You have encountered one of the mysteries of equipment repair - the intermittent.
Fortunately, yours was of the "I can make it come and go through mechanical action" type. This type of repeatability gives you a fair chance of being able to track the problem down in a reasonable time and with relative ease. Note - this is not a guarantee, just a good chance. Where intermittents become annoying is when they occur in their own sweet time. Identifiable triggers make life easier - even if a bit challenging.
For example, slow thermal triggers require patience - and maybe a can of freeze spray.
However the true hair-pulling begins with intermittents that occur without any identified rhyme or reason. Those can be soul crushing. You need to apply your detective skills and have a disciplined approach to deal with these .... and sometimes the patience of Job. The frustration with these, though, is that because they occur whenever they feel like it, you are never sure that you have fixed the problem.
In your case, however, the fault was repeatable. It was also, perhaps more importantly, non-critical to the basic function of the meter, so no measurement function or accuracy issues were immediately at risk.
With the disassembly and reassembly of the unit having 'fixed' the problem, you now have that experience that most of us (if not all) have encountered.

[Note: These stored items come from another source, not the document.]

Issue #466, opened 2026-03-05
Meta: Open quantum arithmetic issues (tracking)


diehoq:
## Summary
This meta-issue tracks all currently open issues in `eclipse-qrisp/Qrisp` that are directly related to quantum arithmetic (`QuantumFloat`/`QuantumModulus`, adders, multiplication, division, modular arithmetic).

Snapshot date: **2026-03-08**

### Correctness bugs
- [ ] #492 
- [ ] #468
- [ ] #437
- [ ] #422
- [ ] #418
- [ ] #328
- [ ] #337
- [ ] #111
- [ ] #103
- [ ] #20

### Refactors / feature completion
- [ ] #395
- [ ] #393
- [ ] #302
- [ ] #467
- [ ] #469 
- [ ] #499 
- [ ] #500 

### Testing / tooling gaps around arithmetic paths
- [ ] #392
- [ ] #301
- [ ] Missing/insufficient unit tests for adder implementations and variants.

### Performance
- [ ] #211

## Notes on overlap
- #111 and #392 concern the same `q_int_div` surface (runtime correctness vs missing test coverage).
- #20 is explicitly referenced as related work in #395.
- #422 and #302 both point to multiplication behavior in Jasp contexts (`QuantumFloat` inplace multiplication path).
- #467 tracks replacement of legacy SBP-based `qf_inversion`/`q_div` paths and is related to division/inversion modernization.
- #468 tracks static-mode uncomputation faults from missing modulus propagation in injection (`<<`) flows.

## Proposed use of this issue
Use this as an umbrella tracker for prioritization and cross-linking PRs that touch arithmetic internals.

purva-thakre:
> The gidney adder

Yes, as I said in my previous comment, there are only a few for this. 

I missed the qcla adder yesterday. Indeed, it does. https://github.com/eclipse-qrisp/Qrisp/blob/ee999922e76a00f7b08175e71594f3f37c0c9a0b/tests/primitives_tests/arithmetic_tests/test_qcla.py#L19

purva-thakre:
@diehoq @renezander90 What are your thoughts on adding an `Adder` class in the quantum arithmetic module?

Yesterday, I discussed with @positr0nium how the main in-place adder function could work. The previous idea was to have `inpl_add` utilize the other adders available in Qrisp. In order to allow a custom adder option to this function, we would need to use the `ammend_inpl_adder` and `inpl_adder_test` to verify the custom function is a valid adder. 

[...]

PR #545, opened 2026-04-27
Introduce `Adder` class

purva-thakre:
As discussed in https://github.com/eclipse-qrisp/Qrisp/issues/466#issuecomment-4176108216


MatP1337:
Great idea, lfg!!!

Pull request of the highest class (ba dum tss)

edit: @purva-thakre this means having different adders as methods, similarly to ``BlockEncoding``? That's imo the way to go to make qrisp closer to classical devs/domain experts struggling with the bandwidth needed to "get quantum".

purva-thakre:
> this means having different adders as methods

No. The new `Adder` class is just a wrapper to the existing adders. By using the `Adder` class as a decorator of the existing in-place adder, I simply get to verify the existing in-place adder is a valid function performing in-place addition.

MatP1337:
> > this means having different adders as methods
> 
> No. The new `Adder` class is just a wrapper to the existing adders. By using the `Adder` class as a decorator of the existing in-place adder, I simply get to verify the existing in-place adder is a valid function performing in-place addition.

Gotcha... great idea imo! Big up!

purva-thakre:
Closing due to rebasing issues.

PR #549, opened 2026-05-02
Add Jasp → Quake memory-semantics lowering backend

renezander90:
## Description

Implements a complete Jaspr → Quake MLIR lowering backend that compiles Qrisp/Jasp functions to native CUDA-Q kernels. This covers a multi-pass MLIR lowering pipeline, the CUDA-Q ingestion/bridge layer, a static qubit-register allocator, and the user-facing `@cudaq_kernel` decorator — including `"sample"` and `"run"` (default) execution modes.

Compatibility: `cudaq>=0.16.0` and `xdsl==0.59.0` (new optional dependency group: `pip install -e ".[cudaq]"`).

### Examples

```python
import cudaq
from qrisp import *

@cudaq_kernel
def bell():
    qv = QuantumVariable(2)
    h(qv[0])
    cx(qv[0], qv[1])
    return measure(qv)

# Run the kernel once (statevector simulation)
result = bell()
print("Single run result:", result)

# Run the kernel multiple times (shots)
results = cudaq.run(bell, shots_count=10)
print("10 shots:", results)
```

```python
from qrisp.operators import X, Y, Z
import networkx as nx

@cudaq_kernel
def hybrid_example():
    G = nx.Graph()
    G.add_nodes_from([0, 1, 2, 3])
    G.add_edges_from([(0, 1), (1, 2), (2, 3), (3, 0)])

    H = sum(X(i) for i in G.nodes) + sum(Z(i)*Z(j) for i, j in G.edges)
    U = H.trotterization()

    a = QuantumFloat(4)
    b = QuantumFloat(4)

    a[:] = 5
    h(b)
    U(a, t=1.0, steps=10)

    # Real-time control flow based on measurement results
    c = measure(b) < 5
    with control(c):
        a += 1

    return measure(a)

result = hybrid_example()
print("Single run result:", result)

results = cudaq.run(hybrid_example, shots_count=10)
print("10 shots:", results)
```

But, **does it run BlockEncodings?**

```python
import cudaq
import numpy as np
    
from qrisp import *
from qrisp.block_encodings import BlockEncoding

A = np.array([[0.73255474, 0.14516978, -0.14510851, -0.0391581],
            [0.14516978, 0.68701415, -0.04929867, -0.00999921],
            [-0.14510851, -0.04929867, 0.76587818, -0.03420339],
            [-0.0391581, -0.00999921, -0.03420339, 0.58862043]])
b = np.array([0, 1, 1, 1])
kappa = np.linalg.cond(A)

BA = BlockEncoding.from_array(A)
BA_inv = BA.inv(0.01, 2)

# Prepares operand variable in state |b>
def prep_b():
    operand = QuantumVariable(2)
    prepare(operand, b)
    return operand

@cudaq_kernel
def main():
    qv = prep_b()
    ancs = BA_inv.apply(qv)
    measured_ancs = [measure(anc) for anc in ancs]
    return measure(qv), *measured_ancs
    
results = cudaq.run(main, shots_count=10)
print("10 shots:", results)
```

You also have the lack of knowledge as to what the actual fault was and how the disassembly and reassembly addressed that. While it feels good right now, you don't really know if the fault will return or not - and whether it might reappear in a week, 6 months or 10 years' time.
General comments - not directed at any specific product:
Bad solder joints can get disturbed just enough to make contact for the moment and the fault will come back in time - perhaps in hours, perhaps in months. Plug and socket arrangements are perhaps the best candidates for quick "repair" efforts - but even they have their quirks. If the fault was caused by some debris that was removed by unplugging and replugging, then your repair might just be permanent - but if it was through a poorly sprung pin that just happened to find a microscopically different position in the socket, then it could fail overnight ... or behave for years.
The possibilities are almost endless - and the stories are ones you generally want to be ones that others have told - but the more time you spend in this pond, the greater your chances of slipping getting dragged off the lily pad and struggling with an intermittent that simply won't give up its secret.